Now we can plug the total electric flux and the enclosed charge into Gauss's Law, then solve for the electric field: $$\Phi_{tot}= \frac{Q_{enclosed}}{\epsilon_0}$$ $$E_{side} 2\pi d h=\frac{\lambda h}{\epsilon_0}$$ $$E_{side} =\frac{\lambda h}{\epsilon_0 2\pi d h}$$ $$E_{side} =\frac{\lambda}{\epsilon_0 2\pi d}$$ $$E_{side} =\frac{4*10^{-9}}{8.85*10^{-12}* 2\pi*0.05}=1439\:N/C$$ This is then the magnitude of the electric field anywhere along the side of the cylinder, including Point P. If we want to write the electric field vector at Point P, then we need to add the direction to the field magnitude we just found. Before (in Step 1), we already determined that the electric field would point radially away from the line of charge. So the electric field at Point P will point in the $+\hat{x}$ direction (in cartesian coordinates) or in the $\hat{r}$ direction (in cylindrical coordinates). Thus, we found the electric field at Point P to be: $$\vec{E}_P =\frac{\lambda}{\epsilon_0 2\pi d} \hat{x}$$ $$\vec{E}_P = 1439\:N/C\:\hat{x}$$

Thus, to summarize, the steps for using Gauss's Law are:

  1. Figure out and draw the electric field around the charge distribution.
  2. Choose a Gaussian surface that a) goes through your observation point, b) has area vectors that are either parallel or perpendicular to the electric field vectors, and c) has a constant electric field along the Gaussian surface. This allows you simplify the electric flux integral.
  3. Find the amount of charge enclosed by the Gaussian surface (maybe using charge density if you need a fraction of the total charge).
  4. Solve for the electric field and determine the direction.

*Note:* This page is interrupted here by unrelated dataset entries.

PR #195, opened 2025-02-17
Add win32 libs to pythonpath on Windows

Louis-Pagnier-KW:
SAM2 on Windows requires some libraries (such as pywin32, pywintypes, ...) that are installed in subdirectories of site-packages and are not findable with the current PYTHONPATH.

Otherwise, we encounter the following error:
`Caught unhandled std::exception: InstantiationException: Error locating target 'sam2.modeling.backbones.hieradet.Hiera', set env var HYDRA_FULL_ERROR=1 to see chained exception.`


mattdawkins:
While it probably doesn't matter too much, I'm not sure if adding special cases to the path is better than just modifying/fixing where these libraries get installed to in the first place - either within the library installing them (if fast) or just as a cmake patch after the library is installed moving the file

Louis-Pagnier-KW:
Just moved to the cmake patch solution.
I Agree with you, it's better than having a giant python path.

mattdawkins:
Sorry, got side-tracked on other projects for a bit, but I'm coming back to finishing off these installers this week (probably into next because there's still a few outstanding issues, though only with auxiliary functionality). This script wouldn't work for a few reasons:

(1) It's only called when installing torch from pip, not when using the internal build

https://github.com/VIAME/VIAME/blob/8ea541a8540b146bb57c52a70575bab1a402a83b/cmake/add_project_python_deps.cmake#L290

(2) It occurs before SAM2 is built or installed, directly after torch is built, therefore it wouldn't be run unless it's a 2nd build not a first

(3) The enable SAM variable won't be passed down into it since running a cmake patch in this context doesn't inherit all environmental variables from the parent, only what's defined in the above passdown

Lastly, I'd recommend a move not a copy so the binary folder isn't duplicated twice, assuming that still works in the installer

I'd probably just recommend adding it to the below for now:

https://github.com/VIAME/VIAME/blob/next/cmake/custom_install_viame.cmake#L3
https://github.com/VIAME/VIAME/blob/8ea541a8540b146bb57c52a70575bab1a402a83b/cmake/add_project_viame.cmake#L79

Which gets called at the end of the installation process, though alternatively you could add a custom install rule for the SAM2 dep in:

https://github.com/VIAME/VIAME/blob/next/cmake/add_project_pytorch.cmake#L190

Let me know if you want to revise it, if not I could write a script for it tommorow. 

Only semi-related, but looking at the custom_torch script, I can just remove it from the 'next' branch since it's meant for pytorch 1.0 and is now deprecated

Louis-Pagnier-KW:
Thank you !

I tried to add the custom installation to the `custom_install_viame.cmake` file but I currently cannot test it as I don't have a Windows machine.

Also, as `win32/lib/` is contained in `win32/`, I move `win32/lib/*` first, delete it, then move `win32/*`.

mattdawkins (approved):

PR #201, opened 2025-03-21
Feat/huggingface zeroshot detector

Erotemic:
Adds a new object detection algorithm that uses hugging face GroundingDino object detection for zero-shot detection. By default the prompt is "foreground object", which should give reasonable results. Specifying what you are looking for exactly should do even better (so long as it is a natural image sort of thing).

https://huggingface.co/docs/transformers/model_doc/grounding-dino


Erotemic:
I think this is now in working order. I've been able to run a demo. 

Setup:

```bash
cd /opt/noaa/viame/
export PYTHONIOENCODING=utf-8
source setup_viame.sh

# Test a Huggingface detector
cd /opt/noaa/viame/examples/object_detection
cp /opt/noaa/viame/configs/pipelines/detector_huggingface_zeroshot.pipe detector_huggingface_zeroshot.pipe
```

Running a generic detector and a detector with a specific prompt:
```
# Run the generic detector
kwiver runner detector_huggingface_zeroshot.pipe \
              -s input:video_filename=input_image_list_small_set.txt \
              -s detector_writer:file_name=generic_detections.json \
              -s detector_writer:writer:type=coco
```

This results in the following detections on the example images:

stack_1c2d164236579e75

You can also run with a specific prompt:

```
# Use a specific prompt
kwiver runner detector_huggingface_zeroshot.pipe \
              -s input:video_filename=input_image_list_small_set.txt \
              -s detector1:detector:ocv_windowed:detector:huggingface_zeroshot_detector:classes="[fish,starfish,coral]" \
              -s detector_writer:file_name=prompted_detections.json \
              -s detector_writer:writer:type=coco  
 ```

stack_664f8da0ac2e8f78


While doing this I noticed that the coco files are output with some strange combinations of classes. I'm not sure exactly where that is coming from. In the prompted case, I get how it might combine two overlapping detections with different classes, but in the first case there are two categories: "foreground object", and "fore object", so I don't quite understand how that's happening. I suspect it is a bug.

I also noticed the coco files have the very very old (and misspelled) auxillary field with empty channels:

```
{
    "id": 9,
    "file_name": "201503.20150528.090713303.292184.png",
    "auxillary": [
        {
            "file_name": "201503.20150528.090713303.292184.png",
            "channels": ""
        }
    ]
}
```

In the case where there is only a single image, that should be omitted, and if the channels aren't known they should not be specified.

Erotemic:
Probably needs to be reopened.

PR #211, opened 2026-01-23
Resolves #210

### LINKED ISSUE #210: avoid writing config to disk for yolo-mit
In our public instance of viame-web, the installation path is read-only. But because the yolo-mit integration currently writes a dataset config for training into the installation folder (for unnecessary reason), we are not able to run a yolo training.

The solution is either for us to use a tmp dir, or better to use directly the yolo-mit python api to avoid unnecessary disk write.

ltetrel:
Solution is to use the yolo-mit python api instead of doing a system call (which is a really bad behavior IMO).


Erotemic (approved):
I'm going to give this a tentative approval. I think it is an improvement.

Have you verified that this works to train a model? If so I think its safe enough to merge.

While there are many advantages to using Gauss's Law, there are also many disadvantages to using Gauss's Law. For example, Gauss's Law is always true, but requires high levels of symmetry to actually solve for the electric field. This means that if you have a case with symmetry (points, spheres, lines, cylinders, or plates), Gauss's Law will almost always be easier to use. However, if you have a charge that is not symmetric (like almost any real word object), it is better to split the charge into dQ's and add the fields from the little chunks. It is also better to use the dQ method when you are unsure of what the electric field looks like - if you don't know this ahead of time, it is much harder to choose a Gaussian surface that will simplify your integral. Lastly, it is much easier to make computational models using the dQ method than it is with Gauss's Law.